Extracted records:
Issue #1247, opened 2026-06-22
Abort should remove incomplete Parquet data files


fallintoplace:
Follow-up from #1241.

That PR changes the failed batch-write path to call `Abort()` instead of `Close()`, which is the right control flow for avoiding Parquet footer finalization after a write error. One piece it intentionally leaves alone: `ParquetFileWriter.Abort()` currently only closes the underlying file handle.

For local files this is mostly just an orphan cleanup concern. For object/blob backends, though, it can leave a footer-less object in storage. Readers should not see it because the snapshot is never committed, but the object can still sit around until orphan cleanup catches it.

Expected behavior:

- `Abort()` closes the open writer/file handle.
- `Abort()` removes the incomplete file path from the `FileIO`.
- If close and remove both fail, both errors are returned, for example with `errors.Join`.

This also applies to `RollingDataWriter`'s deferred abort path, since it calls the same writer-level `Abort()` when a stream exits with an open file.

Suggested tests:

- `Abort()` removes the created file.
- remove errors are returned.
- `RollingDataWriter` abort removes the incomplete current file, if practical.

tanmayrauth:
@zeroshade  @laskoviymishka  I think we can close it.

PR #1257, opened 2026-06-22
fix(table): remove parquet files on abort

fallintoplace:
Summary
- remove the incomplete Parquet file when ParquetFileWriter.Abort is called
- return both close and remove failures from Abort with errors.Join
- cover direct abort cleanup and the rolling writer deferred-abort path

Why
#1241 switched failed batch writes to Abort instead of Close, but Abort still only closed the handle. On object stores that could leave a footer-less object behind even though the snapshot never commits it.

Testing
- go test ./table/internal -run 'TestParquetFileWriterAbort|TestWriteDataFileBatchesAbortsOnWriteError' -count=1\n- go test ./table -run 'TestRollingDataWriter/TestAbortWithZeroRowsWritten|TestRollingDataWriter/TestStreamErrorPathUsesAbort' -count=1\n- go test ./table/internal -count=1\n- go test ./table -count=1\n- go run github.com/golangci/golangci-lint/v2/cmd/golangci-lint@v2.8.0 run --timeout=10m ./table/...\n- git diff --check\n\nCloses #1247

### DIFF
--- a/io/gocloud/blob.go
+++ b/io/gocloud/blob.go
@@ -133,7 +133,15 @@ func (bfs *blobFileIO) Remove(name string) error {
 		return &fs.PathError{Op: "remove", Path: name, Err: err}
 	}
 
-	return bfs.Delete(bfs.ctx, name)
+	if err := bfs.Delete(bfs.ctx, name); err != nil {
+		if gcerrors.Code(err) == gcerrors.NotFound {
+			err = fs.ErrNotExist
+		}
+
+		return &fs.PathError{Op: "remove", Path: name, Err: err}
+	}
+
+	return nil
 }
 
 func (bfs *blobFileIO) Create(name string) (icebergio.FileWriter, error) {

==

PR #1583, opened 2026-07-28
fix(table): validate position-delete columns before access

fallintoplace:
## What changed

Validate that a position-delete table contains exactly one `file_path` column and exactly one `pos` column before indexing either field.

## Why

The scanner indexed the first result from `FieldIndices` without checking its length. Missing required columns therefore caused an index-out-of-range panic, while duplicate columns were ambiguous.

* * *

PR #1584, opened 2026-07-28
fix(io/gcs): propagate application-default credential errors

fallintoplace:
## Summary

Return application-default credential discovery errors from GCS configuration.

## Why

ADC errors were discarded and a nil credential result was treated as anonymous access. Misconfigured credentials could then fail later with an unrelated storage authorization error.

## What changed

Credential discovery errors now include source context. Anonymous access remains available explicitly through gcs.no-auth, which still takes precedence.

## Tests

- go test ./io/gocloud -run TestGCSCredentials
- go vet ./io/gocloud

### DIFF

● **WHAT YOU HAVE TO DO**: I need each line of the entries that holds the string "when" located and copied.

● **REPLY TO THE TASK**:
This also applies to `RollingDataWriter`'s deferred abort path, since it calls the same writer-level `Abort()` when a stream exits with an open file.
- remove the incomplete Parquet file when ParquetFileWriter.Abort is called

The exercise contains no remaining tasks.